As a ground for assessment, some people advocate Kantian ethics (Thompson et al. 1995), others seek a more consequentialist solution (e.g., Glassberg et al. 1996).[7] Of course, the entire philosophical and legal literature on the privacy issue is also relevant here (Schoman 1984 is a nice anthology of classical papers on this issue). [8]

What should we do to deal with this rather messy body of information? What I am going to offer here is a way to approach this kind of question. However, since the methodological issue related to WRE is the main focus of this paper, I will not attempt to give a definite answer to the e-mail privacy issue (that should be the topic of another paper).

3. Wide reflective equilibrium

To talk about wide reflective equilibrium (WRE), it is convenient to start with the original 'narrow' version introduced by John Rawls (Rawls 1971).
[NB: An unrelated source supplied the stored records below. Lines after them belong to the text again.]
PR #1655, opened 2017-01-19
Escape Sample Name Used as Filename in bam-readcounts

tmooney:
A `/` came up in a sample name, which was causing trouble!


ebelter:
+1 Although I dread samples named like this.

PR #1820, opened 2018-01-08
Only check for directory existence if we got a path back.

tmooney:
Some builds never had data directories to begin with.


apipe-tester:

apipe-tester:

Reflective equilibrium is a reflective process between moral principles and considered moral judgments (48). Considered judgments are defined by Rawls as the judgments "rendered under conditions favorable to the exercise of the sense of justice" (47), and persons making such judgments are presumed "to have the ability, the opportunity, and the desire to reach a correct decision (or at least not the desire not to)" (48). We compare the principles and considered judgments, and when we find discrepancies between them, sometimes we change considered judgments, and sometimes we change principles, until "our principles and judgments coincide" (20).
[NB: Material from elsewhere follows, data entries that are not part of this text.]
PR #1826, opened 2018-02-02
WIP: Set the AnP environment before restarting a build.

jasonwalker80:
Tests fail since the AnP used doesn't have config. Is there an example of configuring a test AnP to have the environment config?

### DIFF
--- a/lib/perl/Genome/Model/CwlPipeline/Command/Restart.pm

This 'narrow' version of reflective equilibrium has been criticized as too subjective to reach a reliable moral judgment (Hare 1973; Singer 1974), and Norman Daniels's WRE was introduced to remedy the problem (Daniels 1980).[9] WRE, according to Daniels, is an interplay among three components (85-86): (a) considered moral judgments, (b) a set of moral principles, and (c) a set of relevant background theories. Thus, when we find some discrepancy between (a) and (b), we appeal to background theories in (c) to decide what to revise. Among background theories, Daniels includes general social theory, theory of moral development, theory of the role of morality in society, theory of persons, theory of procedural justice, and so on (88). [10]

Let us rephrase these three components in terms of the e-mail privacy issue. Considered judgments are judgments we make on each concrete ethical question, like "if a company has an explicit e-mail monitoring policy and employees are aware of that policy, is monitoring ethically admissible?" (the question can be more specific if necessary). Moral principles relevant here include the protection of privacy,[11] the Kantian concept of autonomy, the principle of utility, and so on. These principles vary in terms of the scope and the level of abstraction, and this is an issue we need to deal with later. Finally, the background theories to be considered include sociological and psychological theories about the role of privacy in our social and personal life, and other general theories about how society works.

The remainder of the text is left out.